In many automotive subsystems, there are opportunities to integrate power control and power switch functions. However, the high power levels involved often don't lend themselves to development of monolithic solutions where control circuitry and power discretes are built on the same die. Recognizing this situation, semiconductor developers are crafting multi-die designs that provide a high degree of functional integration without the performance and cost penalties inflicted by monolithic approaches.
Although in the past multi-die devices were routinely referred to as multi-chip modules (MCMs), vendors today shy away from that description. In part, this may be because advanced surface-mount IC packaging makes the new multi-die components almost indistinguishable from monolithic ICs and less like MCMs of the past.
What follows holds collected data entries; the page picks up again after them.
PR #665, opened 2015-02-27
Test SSH establishing a real SSH connection

### LINKED ISSUE #656: [openstack] SSH password
When creating a new docker machine using the openstack driver, I am asked for a ssh password:

    DEBU[0081] Waiting for the SSH server to be started...   IP=x.x.x.x MachineId=0d893949-aae6-4777-aa7e-378216f3c472
    DEBU[0098] generating server cert: /Users/user/.docker/machine/machines/test103/server.pem ca-key=/Users/user/.docker/machine/certs/ca.pem private-key=/Users/user/.docker/machine/certs/ca-key.pem org=test103
    DEBU[0100] Stopping Docker...
    DEBU[0100] Command: %s[sudo sh -c 'sudo service docker stop']  MachineId=0d893949-aae6-4777-aa7e-378216f3c472
    DEBU[0100] executing: ssh -o IdentitiesOnly=yes -o StrictHostKeyChecking=no -o UserKnownHostsFile=/dev/null -o LogLevel=quiet -p 22 -i /Users/user/.docker/machine/machines/test103/id_rsa centos@x.x.x.x sudo sh -c 'sudo service docker stop'
    centos@x.x.x.x's password:

When I try to connect to that machine manually, I am not asked for a password though. This seems to be the same issue as described in #480 .
Is there a way to force docker-machine to wait for a specific period before connecting to the machine?

ggiamarchi:
It's done in the OpenStack driver here but i think it should be generalize because this issue can potentially affect any machine.

Fix #656

### DIFF
--- a/drivers/openstack/openstack.go
+++ b/drivers/openstack/openstack.go
@@ -736,7 +736,37 @@ func (d *Driver) waitForSSHServer() error {
 		"MachineId": d.MachineId,
 		"IP":        ip,
 	}).Debug("Waiting for the SSH server to be started...")
-	return ssh.WaitForTCP(fmt.Sprintf("%s:%d", ip, d.SSHPort))
+
+	err = ssh.WaitForTCP(fmt.Sprintf("%s:%d", ip, d.SSHPort))
+	if err != nil {
+		return err
+	}
+
+	retryCount := 0
+	for {
+		log.WithFields(log.Fields{
+			"MachineId": d.MachineId,
+			"IP":        ip,
+			"SSHUser":   d.SSHUser,
+		}).Debug("Trying to establish a SSH connection...")
+
+		cmd, err := d.GetSSHCommand("exit 0")
+		if err != nil {
+			return err
+		}
+		if err := cmd.Run(); err != nil {
+			retryCount++
+			// Avoid infinite retries
+			// A big enough retryCount limit is arbitrary chosen
+			if retryCount == 100 {
+				return err
+			}
+			time.Sleep(time.Second)
+			continue
+		}
+		break
+	}
+	return nil
 }
 
 func (d *Driver) waitForInstanceToStart() error {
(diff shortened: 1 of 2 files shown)


drivers/openstack/openstack.go
```diff
@@ -736,7 +736,37 @@ func (d *Driver) waitForSSHServer() error {
 		"MachineId": d.MachineId,
 		"IP":        ip,
 	}).Debug("Waiting for the SSH server to be started...")
-	return ssh.WaitForTCP(fmt.Sprintf("%s:%d", ip, d.SSHPort))
+
+	err = ssh.WaitForTCP(fmt.Sprintf("%s:%d", ip, d.SSHPort))
```
ehazlett: Perhaps we update `ssh.WaitForTCP` to accepts a retries itself?

ctrlrsf: Or how about a new ssh.WaitForSSH function that would loop until "exit 0" could be successfully executed like @ggiamarchi implemented for the OpenStack driver? Other users of ssh.WaitForTCP could be changed to this as needed.

ehazlett: @ctrlrsf +1

ggiamarchi: I like the @ctrlrsf 's solution too. @ehazlett do you wish i replace calls of `WaitForTCP` by the new `WaitForSSH ` in all drivers in this PR ?

ehazlett: @ggiamarchi how about you just create the new retry wait.  then, as @ctrlrsf said, we can update the others as needed.

nathanleclaire: +1 to @ctrlrsf suggestion.  @ggiamarchi can you please update to create the generic function in `ssh` package and use it in the `openstack` driver in this PR please?  We will move the other drivers over to this new method when it is merged

nathanleclaire:
In the current master, there is now a generic (universal to all drivers) way that this is done.

@ehazlett perhaps we can close this issue?

Big thanks to @ggiamarchi for the original idea, by the way.

ehazlett:
Yep, this should be covered now.

@ggiamarchi thanks for the idea!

One vendor taking the multi-die approach is Fairchild Semiconductor, which introduced its Smart Power Switch technology at the recent Convergence conference in Detroit.
Fairchild's use of the expression “smart power” to describe a multi-chip component is a departure from the precedent set by other companies who use “smart power” to mean the monolithic integration of power discretes and control circuitry. However, Fairchild points out that its smart power technology is being used to achieve integration at power levels beyond the capabilities of existing monolithic devices.
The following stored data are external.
PR #668, opened 2015-02-28
show fish usage upon create

ehazlett:
This adds support for showing the proper usage for `env` upon creation when using the fish shell.

Example:

```
...
INFO[0038] "test-vbox" has been created and is now the active machine.
INFO[0038] To point your Docker client at it, run this in your shell: docker-machine_darwin-amd64 env test-vbox | source
```

### DIFF
--- a/commands.go
+++ b/commands.go
@@ -325,8 +325,21 @@ func cmdCreate(c *cli.Context) {
 		log.Fatalf("error setting active host: %v", err)
 	}
 
+	info := ""
+	userShell := filepath.Base(os.Getenv("SHELL"))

The company is using the new technology to develop custom power components that provide many benefits over existing monolithic devices. These include an enhanced system interface, increased device and system protection, improved control for power and current sensing, and reduced system power dissipation.
The multi-die approach enables use of the latest generation of power discrete technology, as well as IC technology optimized for control and driver functions. In addition, designers have the luxury of selecting die designed for a maximum junction temperature of 175∞C. The Smart Power Switch technology also affords designers a choice of packaging options, including PQFNs, DPAKs, D2PAKs and TO-220s. In devices such as the PQFN, mounting pads are easily configurable.
MOSFET on-resistance provides one measure of the higher performance available with the multi-die approach. For example, the specific on-resistance of a leading-edge 30-V power trench process is approximately 30% lower than a leading-edge 30-V smart power IC process. Moreover, adding the multilayer interconnect resistance to the monolithic MOS device can raise the drivers' specific on-resistance to more than three times that of the discrete device. In addition to offering greater power handling capabilities, the multi-die method offers a high degree of isolation between power and control silicon.
Target applications for the smart power switch technology include resistive load controls, interior heating and cooling fans, and solenoid and ignition coil plus smart switch on plug designs. One of the first applications for the Smart Power Switch technology is a dual-integrated solenoid driver (FDMS2380). Within a 12-mm × 8-mm power QFN package, this device combines two PowerTrench N-channel MOSFETs with integrated recirculating diode for low-side operation, a PowerTrench dual P-channel MOSFET for high-side operation, and two di-electrically isolated control ICs (Fig. 1). The N-channel MOSFETs feature just 40-mΩ of on-resistance. All of the die in the FDMS2380 are rated for a junction temperature of 175°C.
In terms of performance, the device offers different recirculation and flyback clamp levels plus protection against undervoltage, overvoltage, overcurrent and overtemperature. Other features include open-load detection, soft-short detection and clamp feedback. The solenoid driver uses a combination of gold and aluminum bond wires, and solder and epoxy die attach. For heatsinking, the PQFN package includes three die attach pads. According to the vendor, this package is capable of dissipating 2 W to 3 W. More information on this packaging technology is available at www.fairchildsemi.com/smartpowerswitch.
Another vendor, Freescale Semiconductor, also is exploiting the advantages of a mult-chip design to provide functional integration in automotive subsystems. The company's MC33981 eXtreme Switch is a self-protected, 4-mΩ high-side MOSFET switch. The device combines two die — one using a SMARTMOS process to implement high-speed logic and precision analog circuitry and another using HDTMOS for the high-current output stage. The combination of these two technologies enables built-in protection, logic-level control and various configuration features in a 12-mm × 12-mm PQFN package (Fig. 2). This allows features such as low-side synchronous gate drive, analog temperature feedback and remote diagnostics like output current monitoring and fault reporting. Other features include low standby current (10 mA max) and slew rate control via an external capacitor. The switch is protected against numerous faults, including overcurrent, overtemperature, undervoltage and reverse-battery conditions.
The MC33981 follows in the footsteps of the company's MC33982, a device that replaces high current relays and fuses in smart junction boxes, lighting and static load control applications. The new IC replaces electromechanical relays and discrete devices that control pulse width controlled dynamic loads such as dc motors used in fans and fuel pumps.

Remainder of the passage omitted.